For many of us, it’s the first word we learn, thus the popularity of baby T-shirts that read, “My name is No No” on the front. We learn to use “no” first, because it’s a powerful word synonymous with taking a stand, contradicting authority, being an individual.

It was so easy to say as a child. Why do many of us stop using the word?

–From “Practical Communication: 25 Tips, Tools, and Techniques for Getting Along and Getting Things Done”
Not that it’s a new concept, but I’ve heard a lot of people over the last few weeks talk about the need to “set boundaries” with others in their lives. Although the process can be complicated, one of the first steps to setting boundaries with others is to learn how to say, “No.”

no no

However, every time I recommend this to someone, or bring it up in a workshop. I hear,

But it’s soooo HARD.”

To which I reply, “Why? It’s two simple letters, one syllable!”

Here are some common responses:

- I’ll feel guilty

- People won’t like me

- It would kill my mom if I said that to her

- I’ll seem like I’m not a team player

- I’ll get fired

The list goes on and on.

Most of these reasons people give are not really valid. Depending on how, to whom, and how often you say “no”, you may face these consequences, but when done right and for the right reasons, saying “no” to someone is unlikely to cause such negative outcomes.

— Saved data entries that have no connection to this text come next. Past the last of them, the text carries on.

PR #4071, opened 2025-08-19
perf(levm): improve signextend opcode performance

edg-l:
**Motivation**

Removed some unnecesary double checks.

(left is pr, right is main)
image


ManuelBilbao (approved):

crates/vm/levm/src/opcode_handlers/arithmetic.rs
```diff
@@ -226,27 +225,24 @@ impl<'a> VM<'a> {
...
         #[expect(clippy::arithmetic_side_effects)]
-        let shifted_value = value_to_extend >> sign_bit_index;
-        let sign_bit = shifted_value & U256::one();
-
-        let sign_bit_mask = checked_shift_left(U256::one(), sign_bit_index)?
-            .checked_sub(U256::one())
-            .ok_or(InternalError::Underflow)?; //Shifted should be at least one
+        let sign_bit = (value_to_extend >> sign_bit_index) & U256::one();
+        #[expect(clippy::arithmetic_side_effects)]
+        let mask = (U256::one() << sign_bit_index) - U256::one();
```
Oppen: Just add a `reason` to the  `expect` clause. You can also make a block if you want to avoid having to write it twice:
```rust
        #[expect(clippy::arithmetic_side_effects, reason = "sign_bit_index max value is 31 * 8 + 7 = 255, which can't overflow")]
        let (sign_bit, mask) = (
            (value_to_extend >> sign_bit_index) & U256::one(),
            (U256::one() << sign_bit_index) - U256::one()
        );
```

Oppen: You could include the `sign_bit_index` part as well, as it's all more or less same lint and same reasons why it's safe.

Oppen: Another thing: maybe just use a const table for the masks? It's at most 255 AFAICT. Or really 31 if the argument is always full bytes. It might be worth checking.

PR #4072, opened 2025-08-19
perf(levm): improve mulmod and addmod opcodes

edg-l:
**Motivation**

**Description**

Closes #issue_number

### DIFF
--- a/crates/vm/levm/src/opcode_handlers/arithmetic.rs
+++ b/crates/vm/levm/src/opcode_handlers/arithmetic.rs
@@ -148,22 +148,25 @@ impl<'a> VM<'a> {
         let [augend, addend, modulus] = *current_call_frame.stack.pop()?;
 
         if modulus.is_zero() {
-            current_call_frame.stack.push(&[U256::zero()])?;
+            current_call_frame.stack.push1(U256::zero())?;
             return Ok(OpcodeResult::Continue { pc_increment: 1 });
         }
 
         let new_augend: U512 = augend.into();
         let new_addend: U512 = addend.into();
 
-        let sum = new_augend
-            .checked_add(new_addend)
-            .ok_or(InternalError::Overflow)?;
+        #[allow(
+            clippy::arithmetic_side_effects,
+            reason = "both values come from a u256, so the product can fit in a U512"
+        )]
+        let sum = new_augend + new_addend;
+        #[allow(clippy::arithmetic_side_effects, reason = "can't overflow")]
+        let sum_mod = sum % modulus;
 
-        let sum_mod = sum
-            .checked_rem(modulus.into())
-            .ok_or(InternalError::Overflow)?
+        #[allow(clippy::expect_used, reason = "can't overflow")]
+        let sum_mod: U256 = sum_mod
             .try_into()
-            .map_err(|_err| InternalError::Overflow)?;
+            .expect("can't fail because we applied % mod where mod is a U256 value");
 
         current_call_frame.stack.push1(sum_mod)?;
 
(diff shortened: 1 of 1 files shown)


crates/vm/levm/src/opcode_handlers/arithmetic.rs
```diff
@@ -148,22 +148,25 @@ impl<'a> VM<'a> {
         let [augend, addend, modulus] = *current_call_frame.stack.pop()?;
 
         if modulus.is_zero() {
-            current_call_frame.stack.push(&[U256::zero()])?;
+            current_call_frame.stack.push1(U256::zero())?;
```
Oppen, line 150: Wasn't there an optimized `push0` too?

crates/vm/levm/src/opcode_handlers/arithmetic.rs
```diff
@@ -148,22 +148,25 @@ impl<'a> VM<'a> {
...
 
-        let sum = new_augend
-            .checked_add(new_addend)
-            .ok_or(InternalError::Overflow)?;
+        #[allow(
+            clippy::arithmetic_side_effects,
+            reason = "both values come from a u256, so the product can fit in a U512"
+        )]
+        let sum = new_augend + new_addend;
+        #[allow(clippy::arithmetic_side_effects, reason = "can't overflow")]
```
Oppen: I think reason here should be `non-zero modulus`, given the side-effect would be division by zero and it's checked in line 150.

crates/vm/levm/src/opcode_handlers/arithmetic.rs
```diff
@@ -148,22 +148,25 @@ impl<'a> VM<'a> {
...
+        let sum_mod = sum % modulus;
 
-        let sum_mod = sum
-            .checked_rem(modulus.into())
-            .ok_or(InternalError::Overflow)?
+        #[allow(clippy::expect_used, reason = "can't overflow")]
+        let sum_mod: U256 = sum_mod
             .try_into()
-            .map_err(|_err| InternalError::Overflow)?;
+            .expect("can't fail because we applied % mod where mod is a U256 value");
```
Oppen, line 171: I think it's worth checking if using `unwrap_unchecked` gives a measurable improvement in this case. If it does, I'd replace the expect with that.

crates/vm/levm/src/opcode_handlers/arithmetic.rs
```diff
@@ -185,14 +188,18 @@ impl<'a> VM<'a> {
...
+        )]
+        let product = multiplicand * multiplier;
+        #[allow(clippy::arithmetic_side_effects, reason = "can't overflow")]
+        let product_mod = product % modulus;
+
+        #[allow(clippy::expect_used, reason = "can't overflow")]
+        let product_mod: U256 = product_mod
             .try_into()
-            .map_err(|_err| InternalError::Overflow)?;
+            .expect("can't fail because we applied % mod where mod is a U256 value");
```
Oppen, line 204: Both comments apply to this block as well.

Oppen (approved):

crates/vm/levm/src/opcode_handlers/arithmetic.rs
edg-l: not that i know

crates/vm/levm/src/opcode_handlers/arithmetic.rs
```diff
@@ -147,22 +147,28 @@ impl<'a> VM<'a> {
...
-            .checked_add(new_addend)
-            .ok_or(InternalError::Overflow)?;
+        #[allow(
+            clippy::arithmetic_side_effects,
+            reason = "both values come from a u256, so the product can fit in a U512"
+        )]
+        let sum = new_augend + new_addend;
+        #[allow(
+            clippy::arithmetic_side_effects,
+            reason = "can't overflow because non-zero modulus"
```
Oppen: This case was never about overflow, but avoid division by zero. The closest one-word description I could think of is "trap":
```suggestion
            reason = "can't trap because non-zero modulus"
```

JereSalo (approved):

PR #4073, opened 2025-08-19
perf(levm): improve bls12 precompile

edg-l:
**Motivation**

Improves 

- g1 msm from 18 mgas/s to 100
- g2 msm from 14 mgas/s to 143

Closes #issue_number


crates/vm/levm/src/precompiles.rs
```diff
@@ -948,28 +949,30 @@ pub fn bls12_g1msm(calldata: &Bytes, gas_remaining: &mut u64) -> Result<Bytes, V
...
-            .ok_or(InternalError::Overflow)?;
-        let scalar_offset = point_offset
-            .checked_add(128)
-            .ok_or(InternalError::Overflow)?;
-        let pair_end = scalar_offset
-            .checked_add(32)
-            .ok_or(InternalError::Overflow)?;
+        let point_offset = i * BLS12_381_G1_MSM_PAIR_LENGTH;
+        let scalar_offset = point_offset + 128;
+        let pair_end = scalar_offset + 32;
```
MauroToscano, line 973: What's the reason why this can never overflow ? It should be added in a comment

crates/vm/levm/src/precompiles.rs
```diff
@@ -948,28 +949,30 @@ pub fn bls12_g1msm(calldata: &Bytes, gas_remaining: &mut u64) -> Result<Bytes, V
...
 
-        let point = parse_g1_point(calldata.get(point_offset..scalar_offset), false)?;
-        let scalar = parse_scalar(calldata.get(scalar_offset..pair_end))?;
+        let point = parse_g1_point(&calldata[point_offset..scalar_offset], false)?;
+        let scalar = parse_scalar(&calldata[scalar_offset..pair_end])?;
 
-        let scaled_point = G1Projective::mul(point, scalar);
-        result = result.add(&scaled_point);
+        if scalar != Scalar::zero() {
```
```suggestion
        if !scalar.is_zero() {
```

crates/vm/levm/src/precompiles.rs
```diff
@@ -1180,46 +1192,50 @@ pub fn bls12_map_fp2_tp_g2(calldata: &Bytes, gas_remaining: &mut u64) -> Result<
...
-        ))?;
-    unpadded_coordinate
+
+    if coordinate_raw_bytes[0..16] != SIXTEEN_ZEROES {
+        return Err(PrecompileError::ParsingInputError.into());
+    }
+
+    coordinate_raw_bytes[16..64]
         .try_into()
         .map_err(|_| PrecompileError::ParsingInputError.into())
```
Oppen: Given the check at the beginning, this is always successful. Wouldn't an expect o even unwrap_unchecked be worth trying?

crates/vm/levm/src/precompiles.rs
```diff
@@ -1256,91 +1272,95 @@ fn parse_g1_point(
...
-                .into_option()
-                .ok_or(PrecompileError::ParsingInputError)?;
-
-            G2Projective::from(g2_affine)
-        }
-    };
+            // The crate serialize the coordinates in a reverse order
+            // https://docs.rs/bls12_381/0.8.0/src/bls12_381/g2.rs.html#401-464
+            let g2_bytes: [u8; 192] = [x_1, x_0, y_1, y_0]
+                .concat()
```
Oppen: Careful with `concat` as it introduces a vector allocation.

crates/vm/levm/src/precompiles.rs
```diff
@@ -1256,91 +1272,95 @@ fn parse_g1_point(
...
-    let scalar_bytes: [u8; 32] = scalar_raw_bytes
-        .ok_or(InternalError::Slicing)?
+#[inline]
+fn parse_scalar(scalar_raw_bytes: &[u8]) -> Result<Scalar, VMError> {
+    if scalar_raw_bytes.len() != 32 {
+        return Err(PrecompileError::ParsingInputError.into());
+    }
+
+    let bytes: [u8; 32] = scalar_raw_bytes
         .try_into()
```
Oppen: This is infallible at this point.

crates/vm/levm/src/precompiles.rs
```diff
@@ -1256,91 +1272,95 @@ fn parse_g1_point(
...
+        ]),
+        u64::from_be_bytes([
+            bytes[16], bytes[17], bytes[18], bytes[19], bytes[20], bytes[21], bytes[22], bytes[23],
+        ]),
+        u64::from_be_bytes([
+            bytes[8], bytes[9], bytes[10], bytes[11], bytes[12], bytes[13], bytes[14], bytes[15],
+        ]),
+        u64::from_be_bytes([
+            bytes[0], bytes[1], bytes[2], bytes[3], bytes[4], bytes[5], bytes[6], bytes[7],
+        ]),
```
Oppen: Given you're directly accessing the bytes by index, why not just use `scalar_raw_bytes` here? I believe the only reason the copy was needed before was the call to `reverse` which requires mutability.

Oppen:
LGTM. Did we measure again to see if there were extra improvements?

diegokingston (approved):

PR #4083, opened 2025-08-19
refactor(l2): decouple eth_clients from SDK

avilagaston9:
**Motivation**

WIP

**Description**

Closes None


crates/networking/rpc/clients/eth/mod.rs
```diff
@@ -363,11 +339,7 @@ impl EthClient {
             value: overrides.value.unwrap_or_default(),
             from: overrides.from.unwrap_or_default(),
             gas: overrides.gas_limit,
-            gas_price: if let Some(gas_price) = overrides.max_fee_per_gas {
-                gas_price
-            } else {
-                self.get_gas_price().await?.as_u64()
-            },
+            gas_price: overrides.max_fee_per_gas.unwrap_or_default(),
```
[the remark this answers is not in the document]
avilagaston9: If `gas_price` is set to zero, then the `eth_call` ignores all `gas_price` related checks.

crates/l2/sequencer/setup.rs
```diff
@@ -69,20 +69,19 @@ pub async fn register_tdx_key(
...
-                max_priority_fee_per_gas: Some(gas_price),
-                ..Default::default()
-            },
-        )
-        .await?;
+    let verify_tx = build_generic_tx(
+        eth_client,
+        TxType::EIP1559,
+        tdx_address,
+        get_address_from_secret_key(private_key).map_err(ProofCoordinatorError::InternalError)?,
```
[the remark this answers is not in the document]
avilagaston9: It's OK. It's not an `EthClientError`.

crates/l2/sdk/src/sdk.rs
```diff
@@ -382,19 +367,55 @@ pub enum DeployError {
...
     deployer: &Signer,
     salt: &[u8],
     eth_client: &EthClient,
 ) -> Result<(H256, Address), DeployError> {
     let bytecode = hex::decode(read_to_string(contract_path)?)?;
-    deploy_contract_from_bytecode(constructor_args, &bytecode, deployer, salt, eth_client).await
+    create2_deploy_from_bytecode(constructor_args, &bytecode, deployer, salt, eth_client).await
 }
 
 /// Same as `deploy_contract`, but takes the bytecode directly instead of a path.
```
tomip01: I think the comment got outdated

```suggestion
/// Same as `create2_deploy_from_path `, but takes the bytecode directly instead of a path.
```

Or we can remove it since the funtion name already says what it is in the comment

crates/l2/sdk/src/sdk.rs
```diff
@@ -604,3 +631,456 @@ pub fn get_address_alias(address: Address) -> Address {
...
+        ));
+    }
+
+    let value = U256::from_str_radix(hex_string, 16).map_err(|_| {
+        EthClientError::Custom(
+            "Failed to parse after call, U256::from_str_radix failed.".to_owned(),
+        )
+    })?;
+    Ok(value)
+}
```
tomip01: Maybe is too nit but this could be moved to `calldata.rs` since it only parses hex strings.

Maybe is too nitpicky

crates/l2/sdk/src/sdk.rs
```diff
@@ -604,3 +631,456 @@ pub fn get_address_alias(address: Address) -> Address {
...
+    if data_end > bytes.len() {
+        return Err(EthClientError::Custom("Invalid array length".to_owned()));
+    }
+
+    // Convert the slice directly to H256 array
+    bytes[data_start..data_end]
+        .chunks_exact(32)
+        .map(|chunk| Ok(H256::from_slice(chunk)))
+        .collect()
+}
```
tomip01: same here

crates/networking/rpc/clients/eth/errors.rs
```diff
@@ -251,6 +251,7 @@ pub enum CalldataEncodeError {
     InternalError,
 }
 
+// TODO: move to L2
```
tomip01, line 256: Should we create an issue for this?

tomip01 (approved):
Looks good. Just some nits

crates/l2/sdk/src/sdk.rs
avilagaston9: Done [e87c0c0](https://github.com/lambdaclass/ethrex/pull/4083/commits/e87c0c02fa27ee70c83172304d7ae09478b15f8d)!

crates/l2/sdk/src/sdk.rs
avilagaston9: Done [e87c0c0](https://github.com/lambdaclass/ethrex/pull/4083/commits/e87c0c02fa27ee70c83172304d7ae09478b15f8d)!

crates/l2/sdk/src/sdk.rs
avilagaston9: Done [e87c0c0](https://github.com/lambdaclass/ethrex/pull/4083/commits/e87c0c02fa27ee70c83172304d7ae09478b15f8d)!

crates/networking/rpc/clients/eth/errors.rs
avilagaston9: Yes! I'm just debating whether we should delete all per-RPC method errors and keep only one `EthClientError` variant with the tuple `(method, error)`. I will create the issue as soon as it’s decided.

crates/l2/common/src/utils.rs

What you might face is disbelief, surprise, and possibly hurt feelings on the part of the person to whom you say “no”. If that’s the case, if you’ve said “no” for a good reason, and you’re doing the right thing for yourself and for the other person, I say, let them live with it. They’ll get over it.

 

1. Think carefully about whether you really want to say “no,” and how willing you are to stick with it. If you’re ambivalent about the request, or are just looking for someone to beg you to do it, or you’re holding out for something better

(like a higher pay raise) then you’ve really made your choice—you’re saying yes—just making the requester work for it. If you truly want to say “no,” move on to tip 2.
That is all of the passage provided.